Rocky Gerung: Korupsi di Kalsel Mungkin Seperti OTG

- Senin, 2 November 2020 | 11:49 WIB
DARI RUMAH: Denny Indrayana menjadi narasumber dalam webinar bertema
DARI RUMAH: Denny Indrayana menjadi narasumber dalam webinar bertema

AMUNTAI - Masalah korupsi dan oligarki tak habisnya dibicarakan. Di antara sejumlah persoalan mendasar yang dihadapi saat ini, dua hal tersebut menjadi akar dari rusaknya sistem pemerintahan. Sehingga tak mampu memberikan keadilan, serta kemakmuran bagi rakyat. 

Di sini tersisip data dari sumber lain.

PR #2189, opened 2022-09-19
Update UI version

bruno-fs:
UI version updated to latest (but still configurable through QUIPUCORDS_UI_VERSION env var)

### DIFF
--- a/Dockerfile
+++ b/Dockerfile
@@ -14,7 +14,7 @@ ENV PRODUCTION=True
 ENV PYTHONPATH=/app/quipucords
 ENV QUIPUCORDS_LOG_LEVEL=INFO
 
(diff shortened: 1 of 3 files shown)


Dockerfile
```diff
@@ -27,7 +27,7 @@ RUN pip install -r requirements.txt
 
 # Fetch UI code
 COPY Makefile .
-ARG UI_RELEASE=0.9.3
+ARG UI_RELEASE=latest
```
bruno-fs, line 30: @gtanzillo the script is defaulting to latest, but we could be specific here if we prefer so.

gtanzillo: Sounds good, we may need to lock to s specific version in the future, but now latest is good

gtanzillo (approved):

PR #2190, opened 2022-09-21
Force quipucords-ui to version 0.11.1

bruno-fs:
The layer fetching UI on quay.io is already cached with an older version of the UI. In order to update it we will need to force it to update by changing UI_RELEASE value.


gtanzillo (approved):
LGTM 👍

PR #2192, opened 2022-09-23
Feature/add openshift credentials

nicolearagao:
Add openshift credentials.
Refactor serializer validation to make sure it occurs before serializer method is_valid() is called. 
This pr is the server side implementation of task [DISCOVERY-185].


quipucords/api/credential/serializer.py
```diff
@@ -198,9 +200,25 @@ def validate_satellite_cred(self, attrs):
         )
         return attrs
 
+    def validate_openshift_cred(self, attrs):
+        """Validate the attributes for openshift credentials."""
+        # Required field for OpenShift credential
+        if not self.partial:
+            auth_token = attrs.get("auth_token")
+
+        if not auth_token:
```
bruno-fs, line 209: if partial is `False`, the variable `auth_token` will not be attributed.

quipucords/api/credential/tests_credential.py
```diff
@@ -31,7 +31,6 @@ def setUp(self):
 
     def tearDown(self):
```
bruno-fs, line 32: You can remove this function

quipucords/api/credential/tests_credential.py
```diff
@@ -146,7 +145,7 @@ def test_hc_create_err_p_or_ssh(self):
         or an ssh_keyfile.
         """
         expected_error = {
-            "non_field_errors": [
+            "non_field_errors": [  # pylint disable:implicit-str-concat
```
bruno-fs, line 148: instead of disabling this check you might fix it. concatenating both strings will do the trick.. The same is valid for the next one.

quipucords/api/credential/test_serializer.py
```diff
@@ -0,0 +1,98 @@
...
+    credential_object = serializer.save()
+    assert credential_object.name == "cred1"
+    updated_data = {
+        "name": "cred2",
+        "auth_token": "test_auth_token",
+    }
+    serializer.update(credential_object, updated_data)
+    assert serializer.is_valid()
+    assert credential_object.name == "cred2"
+    assert credential_object.cred_type == Credential.OPENSHIFT_CRED_TYPE
```
bruno-fs, line 98: can you please add 2 tests to the serializer?

- update w/o auth_token
- update initializing the serializer with `partial=True`

bruno-fs (changes requested):
Nice work! I've made small suggestions on comments

quipucords/api/credential/serializer.py
nicolearagao: Do we want to allow the user to update the auth_token as well ?

quipucords/api/credential/test_serializer.py
nicolearagao: hm, there's not much to update in openshift except for the name and auth_token. if you allow auth_token to not be passed when self.partial then how will the serializer know what has to be updated? The update method itself uses the instance to get the objects id therefore I beleive we should remove the self.partial

nicolearagao: How will serializer know we want to update an object and not create a new one if I only update the name per example? How can I know that the serializer I initialize with partial=True will point to the same object than before ?

quipucords/api/credential/serializer.py
nicolearagao: Good reminder, thanks!

bruno-fs: if you create a variable inside a if/else and will use it outside the nested scope, you need to create it in other conditions as well (or outside the if/else scope).

gtanzillo (approved):
Looks good @nicolearagao 👍  Good to go one you make the requested changes

quipucords/api/credential/tests_credential.py
nicolearagao: @bruno-fs and @gtanzillo I realized that instead of checking the whole aswer, I could check only if the key "non_field_errors" can be found on response.data. That's why I moved this change from the lint commit to the refactor one.

PR #2193, opened 2022-10-05
Feature/openshift source

nicolearagao:
Add openshift source.
Refactor serializer validation to make sure it occurs before serializer method is_valid() is called.
This pr is the server side implementation of task [DISCOVERY-186].


gtanzillo (approved):
Looks great! 👍

PR #2201, opened 2022-10-27
Enabled overall status and and uptime facts that were disabled, behind feature flags

gtanzillo:
Enabling 2 facts - Overall Status and Uptime that were previously made unavailable by feature flags.

This PR is for simply enabling the two facts by setting their features to `True` to satisfy the requirement of making these facts available.

A longer-term goal would be to support simply removing the features from the list altogether to enable them. Currently, that is not possible without also removing the code that explicitly checks that these features are enabled. Instead, the logic could be changed such that checking availability of an unlisted feature would always return true. That will likely be done in a follow-up PR

Fix DISCOVERY-176


bruno-fs (approved):
LGTM :+1:

nicolearagao (approved):
LGTM 👍🏼

PR #2203, opened 2022-11-03
Fix logic for SSL certificate verification in OpenShift scans

bruno-fs:
- OCP Scanner should now respect SSL options (disable and verify)
- Added the ability to control timeouts for OCP scans via env vars `QPC_CONNECT_TASK_TIMEOUT` and `QPC_INSPECT_TASK_TIMEOUT` (in seconds)


nicolearagao (approved):
LGTM 👍🏼

quipucords/api/scantask/model.py
```diff
@@ -213,7 +212,7 @@ def log_message(
         """Log a message for this task."""
         # pylint: disable=no-member
         if exception:
-            logger.error(traceback.format_tb(exception.__traceback__))
+            logger.exception("Got an exception.")
```
gtanzillo, line 215: Won't we lose what the exception is, in addition to removing the traceback? Or does `logger.exception` handle that?

bruno-fs: logger.exception handles that =D
turns out that formatting in the old way was losing a lot of context from the traceback.

This is how it looks like now
image

gtanzillo (approved):
LGTM 👍

PR #2205, opened 2022-11-16
[DISCOVERY-180] - Inventory tags/labels

bruno-fs:
With these changes, we will be able to send tags to HBI.

They should appear like this

image

## filtering with tags 
in this example: data-collector tag = dsc

(collector tag can be customized through the env var `QPC_INSIGHTS_DATA_COLLECTOR_LABEL` (it's default value is 'qpc')
image


gtanzillo (approved):

nicolearagao (approved):
LGTM 👍🏼

PR #2206, opened 2022-11-18
[DISCOVERY-192] - swatch integration

bruno-fs:
- Add fields to insights report required for swatch integration.
- Prevent insights reports from breaking due to missing canonical facts in a system


quipucords/api/common/entities.py
```diff
@@ -42,6 +42,34 @@ def __getattr__(self, attr):
...
+            # either a combined satellite+vcenter or network+vcenter scan (only vcenter
+            # populates host_socket_count). The priority for choosing which count to
+            # send to hbi/swatch is satellite -> vcenter -> network (in other words:
+            # cpu_socket_count -> host_socket_count -> cpu_socket_count)
+            if Source.SATELLITE_SOURCE_TYPE in self._fingerprints.source_types():
+                return cpu_socket_count
+            # assuming vcenter
+            return host_socket_count
+        # if we only have one, just send whatever we have available
+        return cpu_socket_count or host_socket_count
```
bruno-fs, line 85: @justinkreft here's how I translated our discussion regarding choosing cpu_socket_count / host_socket_count

quipucords/api/common/entities.py
```diff
@@ -82,6 +106,16 @@ def mac_addresses(self):
...
+    @property
+    def provider_id(self):
+        """Retrieve provider_id.
+
+        Relying on fingerprint name is wrong for at least some cases. On AWS EC2 vms,
+        this should be the content of /var/lib/cloud/data/instance-id (which would be a
+        a new fact).
+        """
+        return self._fingerprints.name
+
```
bruno-fs, line 118: Here I'm repeating the behaviour implemented on 1.0.1 release, BUT now we know this is probably wrong.
Do you think it is better removing this fact @justinkreft @gtanzillo ?

the only advantage I see on keeping it is that maintaining this field will send provider type information to hbi (for instance "aws"), but IDK if this is useful for HBI.

gtanzillo: Based on our slack conversation, and the fact that `ProviderId` is described this way in the [API spec](https://github.com/RedHatInsights/insights-host-inventory/blob/b7a0b529713d31ebfa5b668a3c8df4b7b624be01/swagger/api.spec.yaml#L922-L929), I would lean toward removing it. It seems that the current behavior will insert a hostname in most cases, but that is pretty much useless for the purpose of `provider_id`, as it's defined in the API spec.

quipucords/api/compat/db.py
```diff
@@ -0,0 +1,65 @@
...
+                # ok then... it's not ¯\_(ツ)_/¯
+                return default
+        return None
+
+
+class StringAgg:
+    """Proxy for the appropriate StringAgg based on current db connection."""
+
+    def __new__(cls, expressions, delimiter=",", **extra):
+        """Initialize the proper StringAgg."""
```
nicolearagao, line 56: I didn't quite understand where the connection.vendor information comes from. I understand that __new__ will control the creation of a new instance that doesn't exist up to this point, unlike  the __init__ method. But where exactly do you tell the class where exactly to look for the connection info ?

quipucords/api/common/test_entities.py
```diff
@@ -126,3 +161,53 @@ def test_slicing(
...
         assert hosts_from_slices == report_entity.hosts
+
+
+@pytest.mark.django_db
+class TestHostEntity:
+    """Test HostEntity."""
+
+    @classmethod
+    def host_init(cls, system_fingerprint) -> HostEntity:
+        """Initialize HostEntity with using ReportEntity annotated query."""
```
nicolearagao, line 194: with is unneccessary in this sentence.

quipucords/api/common/test_entities.py
```diff
@@ -121,6 +122,26 @@ def test_last_discovered_initialized(self, django_assert_num_queries):
         with django_assert_num_queries(2):
             assert isinstance(report.last_discovered, datetime)
 
+    def test_canonical_facts_skipping(self, caplog):
+        """Test the mecanism for skipping hosts w/o canonical facts."""
```
nicolearagao, line 127: typo mechanism

quipucords/api/compat/db.py
bruno-fs: `connection.vendor` info comes from current db connection. 
see line 4 and lines 57 to 60 in this module.

nicolearagao: Thanks for taking the time to explain. I get it now.

gtanzillo (approved):
Looks good!!

nicolearagao (approved):
LGTM 👍🏼

PR #2208, opened 2022-11-22
Chore: update dependencies and CI

bruno-fs:


bruno-fs:
@ruda could you check with camayoc with nothing blows up with these updates? :pleading_face: :pray:

ruda:
@bruno-fs  I ran camayoc against this change here and quipucords 1.1, both gave the exact same results. So, looks good, no impact with the updates.

ruda (approved):
LGTM!

PR #2211, opened 2022-11-28
[DISCOVERY-190] - remove rust dependencies

bruno-fs:
same as #2208 , but downgrading cryptography.

cryptography rust dependencies are causing compliance issues (see DISCOVERY-190).


bruno-fs:
we decided to keep using lookaside cache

Di tengah sosialisasi kepada masyarakat di Kabupaten Hulu Sungai Utara (HSU), Calon Gubernur Kalsel Denny Indrayana menjadi narasumber dalam webinar bertema "Kalsel di Tengah Pusaran Korupsi dan Cengkraman Oligarki Jilid-2"". Agenda ini digelar Integrity Law Firm, Jumat (30/10) malam.

Acara juga menghadirkan pengamat politik 'akal sehat' Rocky Gerung dan pakar hukum tata negara, Refly Harun. Sejak awal webinar berlangsung, berbagai analisa terkait korupsi dan oligarki di Kalsel menjadikan diskusi dipandu Tareq Elven ini berlangsung menarik.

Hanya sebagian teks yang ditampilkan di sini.